PR #10663, opened 2019-09-30
Changes required to support child window rendering

dzearing:
#### Description of changes

In cases where we reference the `window` object, calling `getWindow` is often not good enough; we need an element in reference to where we're rendering to get the correct window.

Hosts can create child windows and render React content there. It's essential that all DOM and async operations use the correct window to render content on. This changes ensures that critical places in the code are correctly providing the child window.

In making this all work I needed to tweak `Layer` to not render child layers during the render pass, but to first render the `<span/>` placeholder, so that we would have an element to find the correct window. Previously it would append elements to `document.body` which would have been the parent window in the child case.

###### Microsoft Reviewers: [Open in CodeFlow](http://wpcp.azurewebsites.net/CodeFlowProtocolProxy2.php?pullrequest=https://github.com/OfficeDev/office-ui-fabric-react/pull/10663)


packages/office-ui-fabric-react/src/components/Fabric/Fabric.styles.ts
```diff
@@ -19,7 +19,7 @@ export const getStyles = (props: IFabricStyleProps): IFabricStyles => {
   return {
     root: [
       classNames.root,
-      isFocusVisible && 'is-focusVisible',
+      isFocusVisible && 'is-focusVisible ms-Fabric--isFocusVisible',
```
dzearing: Note that without this, child windows were not receiving this class even when wrapped in a `Fabric` element, as it was only being added to `document.body`

scripts/monorepo/getAllPackageInfo.js
```diff
@@ -15,10 +15,13 @@ module.exports = function getAllPackageInfo() {
     .filter(line => line.endsWith('package.json'))
     .forEach(packageJsonFile => {
       const packageJson = readConfig(path.join(gitRoot, packageJsonFile));
-      packageInfo[packageJson.name] = {
-        packagePath: path.dirname(packageJsonFile),
-        packageJson
-      };
+
+      if (packageJson) {
```
dzearing: In one of my repos which had old directories in it, this would fail without this change.

packages/office-ui-fabric-react/src/utilities/decorators/withResponsiveMode.tsx
```diff
@@ -35,7 +35,7 @@ export function withResponsiveMode<TProps extends { responsiveMode?: ResponsiveM
       this._updateComposedComponentRef = this._updateComposedComponentRef.bind(this);
 
       this.state = {
-        responsiveMode: this._getResponsiveMode()
+        responsiveMode: ResponsiveMode.large
```
JasonGore: Is this an intentional change? I still see `getResponseMode` present so I wanted to make sure this wasn't a temporary change made for testing.

packages/utilities/src/dom/getWindow.ts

Problem: Please copy out the preceding data in full, exactly as written.

Result:
PR #10663, opened 2019-09-30
Changes required to support child window rendering

dzearing:
#### Description of changes

In cases where we reference the `window` object, calling `getWindow` is often not good enough; we need an element in reference to where we're rendering to get the correct window.

Hosts can create child windows and render React content there. It's essential that all DOM and async operations use the correct window to render content on. This changes ensures that critical places in the code are correctly providing the child window.

In making this all work I needed to tweak `Layer` to not render child layers during the render pass, but to first render the `<span/>` placeholder, so that we would have an element to find the correct window. Previously it would append elements to `document.body` which would have been the parent window in the child case.

###### Microsoft Reviewers: [Open in CodeFlow](http://wpcp.azurewebsites.net/CodeFlowProtocolProxy2.php?pullrequest=https://github.com/OfficeDev/office-ui-fabric-react/pull/10663)


packages/office-ui-fabric-react/src/components/Fabric/Fabric.styles.ts
```diff
@@ -19,7 +19,7 @@ export const getStyles = (props: IFabricStyleProps): IFabricStyles => {
   return {
     root: [
       classNames.root,
-      isFocusVisible && 'is-focusVisible',
+      isFocusVisible && 'is-focusVisible ms-Fabric--isFocusVisible',
```
dzearing: Note that without this, child windows were not receiving this class even when wrapped in a `Fabric` element, as it was only being added to `document.body`

scripts/monorepo/getAllPackageInfo.js
```diff
@@ -15,10 +15,13 @@ module.exports = function getAllPackageInfo() {
     .filter(line => line.endsWith('package.json'))
     .forEach(packageJsonFile => {
       const packageJson = readConfig(path.join(gitRoot, packageJsonFile));
-      packageInfo[packageJson.name] = {
-        packagePath: path.dirname(packageJsonFile),
-        packageJson
-      };
+
+      if (packageJson) {
```
dzearing: In one of my repos which had old directories in it, this would fail without this change.

packages/office-ui-fabric-react/src/utilities/decorators/withResponsiveMode.tsx
```diff
@@ -35,7 +35,7 @@ export function withResponsiveMode<TProps extends { responsiveMode?: ResponsiveM
       this._updateComposedComponentRef = this._updateComposedComponentRef.bind(this);
 
       this.state = {
-        responsiveMode: this._getResponsiveMode()
+        responsiveMode: ResponsiveMode.large
```
JasonGore: Is this an intentional change? I still see `getResponseMode` present so I wanted to make sure this wasn't a temporary change made for testing.

packages/utilities/src/dom/getWindow.ts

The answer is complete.